Climate Point: CO2 hits new high, southern ice more unstable than ever, top officials losing no sleep
Welcome to Climate Point, your weekly guide to climate change, energy and the environment. I'm Janet Wilson, writing to you from Palm Springs. This newsletter's title — a reference to the point to which dangerous carbon dioxide in the Earth's atmosphere has climbed, as measured by an observatory in Hawaii — is particularly apt this week. The CO2 numbers reached a stunning new point: 415 ppm, the highest on Earth in 800,000 years. The last time they were this high, humans didn't exist, as Ryan W. Miller and Doyle Rice report for Paste BN.
We've known for more than 50 years what's needed to halt this slow-motion disaster: cut CO2 emissions. We banned leaded gasoline, we banned spray pollutants that ripped a hole in the ozone layer, but so far, we seem incapable of doing the math on the biggest threat of all.
Here are some other things you might want to know:
MUST READ STORIES
Going down. More unsettling news from the bottom of the world. Almost one-quarter of the ice in the West Antarctic ice sheet has been classified as "unstable," according to a new study. This is due to the huge volume of ice that's melted there over the past 25 years. Some areas are losing ice five times faster than in the early 1990s, as Rice reports for Paste BN.
Foaming at the mouth New Jersey has sued DuPont, 3M and others for making and selling firefighting foam products for decades in New Jersey that contained toxic chemicals. As Scott Fallon for the North Jersey Record reports, the lawsuit is the latest in a series of legal actions against the chemical manufacturers over widespread pollution caused by PFAS: a group of toxic chemicals that have been in everyday use for almost 80 years. Nearly one in five New Jersey residents' tap water contains at least trace amounts of one of these chemicals linked to cancer. Michigan and other states are facing similar woes.
POLITICAL CLIMATE
Nighty night. Interior Dept. head David Bernhardt, a former lobbyist for oil, gas and other companies contributing to the unparalleled CO2 emissions, says "I haven't lost any sleep" over the report of record highs, as Jacob Holzman reports for Roll Call.

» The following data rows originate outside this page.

PR #6762, opened 2025-01-26
Fix broken print on devel

### LINKED ISSUE #6761: print broken on devel
Image

BacLuc:
nuxt.config.js: add print to allowed hosts

This somehow was an issue locally now.

---

vueI18nConfig.js: fallbackLocale.default now needs to be an array

This fixes:
fallback[locale].filter is not a function or its return value is not iterable

Fixes #6761

---

frontend/print/pdf: switch from lodash to lodash-es

Print had a problem loading lodash.
Because we use lodash in common, i switched all modules.
This fixes the dev mode of print.
cjs lodash is still used transitively by some dev packages,
but that's ok.


print/locales/vueI18nConfig.js
```diff
@@ -25,7 +25,7 @@ import rmCHScoutCommon from '@/common/locales/rm-CH-scout.json'
 export default defineI18nConfig(() => ({
   fallbackLocale: {
     rm: ['de'],
-    default: 'en',
+    default: ['en'],
```
carlobeltrame, line 28: In frontend (and consequently pdf, which gets it passed in from frontend), it's still just a string: https://github.com/ecamp/ecamp3/blob/devel/frontend%2Fsrc%2Fplugins%2Fi18n%2Findex.js#L41
Why is it no problem there?

BacLuc: Because this comes from nuxti18n, which we only use in print
https://github.com/nuxt-modules/i18n/blob/166f5aec3411b8daa448e674ef8a0269f967908a/src/runtime/messages.ts#L45

carlobeltrame (approved):

usu (approved):

pmattmann (approved):

PR #6833, opened 2025-02-08
reverse-proxy-nginx.conf: switch to cached endpoint by default

BacLuc:
Now that we rolled out caching, we should use it locally to maybe detect the error with caching earlier.

### DIFF
--- a/e2e/cypress.config.js
+++ b/e2e/cypress.config.js
@@ -24,6 +24,5 @@ module.exports = defineConfig({
   env: {
     PRINT_URL: 'http://localhost:3000/print',
     API_ROOT_URL: 'http://localhost:3000/api',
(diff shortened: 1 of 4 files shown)


usu:
I can see the argument. However, I also see the risk that this degenerates the developer experience: The cache setup relies on proper invalidation, which is only possible, if data is changed via API calls. However, during development there are other cases, where the response cache should be invalidated:
- Data is changed directly on the database without API calls (e.g. via doctrine migrations when switching branches)
- Code is changed which changes the response (again when switching branches or when adding additional functionality)

This would lead to the necessity for very frequent cache purges. Or it leads to developer frustration, especially for unexperienced developers, who don't easily see why the responses don't match the expectation.

BacLuc:
Not right now, we need to invalidate the cache on branch switch etc maybe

Friends with benefits. Bernie Sanders' support of rising liberal star Rep. Alexandria Ocasio-Cortez (D-New York) and her Green New Deal has her often younger, non-white supporters taking a closer look at the Vermont senator, a white man approaching 80 whose positions on health care and wealth distribution also align with hers, as Ledyard King tells us in Paste BN. AOC has yet to endorse a 2020 presidential candidate
FIRE AND WATER
You did it. Pacific Gas & Electric's transmission lines caused the deadly Camp Fire that destroyed Paradise, California last fall, investigators found, The blaze, the deadliest and most costly in state history, killed 85 people, as Shane Newell, Julie Makinen and Damon Arthur report for The Desert Sun. The findings have been forwarded to the district attorney's office, which probes possible criminal charges.
Generation gap. California agencies have appealed to air pollution control officials to change the rules, after backup generators failed and water stopped pumping during wildfires last year, as Cheri Carlson reports for the Ventura County Star. They said they need more time to test polluting diesel-operated generators that power water facilities during a fire. Because of air pollution concerns, the agencies are limited to testing the diesel-powered generators as little as 20 hours per year in some cases. So far, no dice.
AND ANOTHER THING
Wood wide web? Researchers have produced the first global map of underground fungi holding together a complex network of roots and bacteria in soil that feeds a forest, as they report this week in the journal Nature. The fungi probably help curtail some climate change as well, the scientists found."It's the first time that we've been able to understand the world beneath our feet, but at a global scale,” Thomas Crowther, an author from ETH Zurich, told the BBC's Claire Marshall. The subterranean social network, nearly 500 million years old, has been named the "wood wide web."
And finally, rather than the usual chart showing the latest bump-up in atmospheric carbon dioxide, here's that graphic showing the frighteningly high point we reached this week. Scientists say to keep a livable planet, we need to cut the amount to 350 parts per million. We're at 415 ppm, the highest humans have ever known.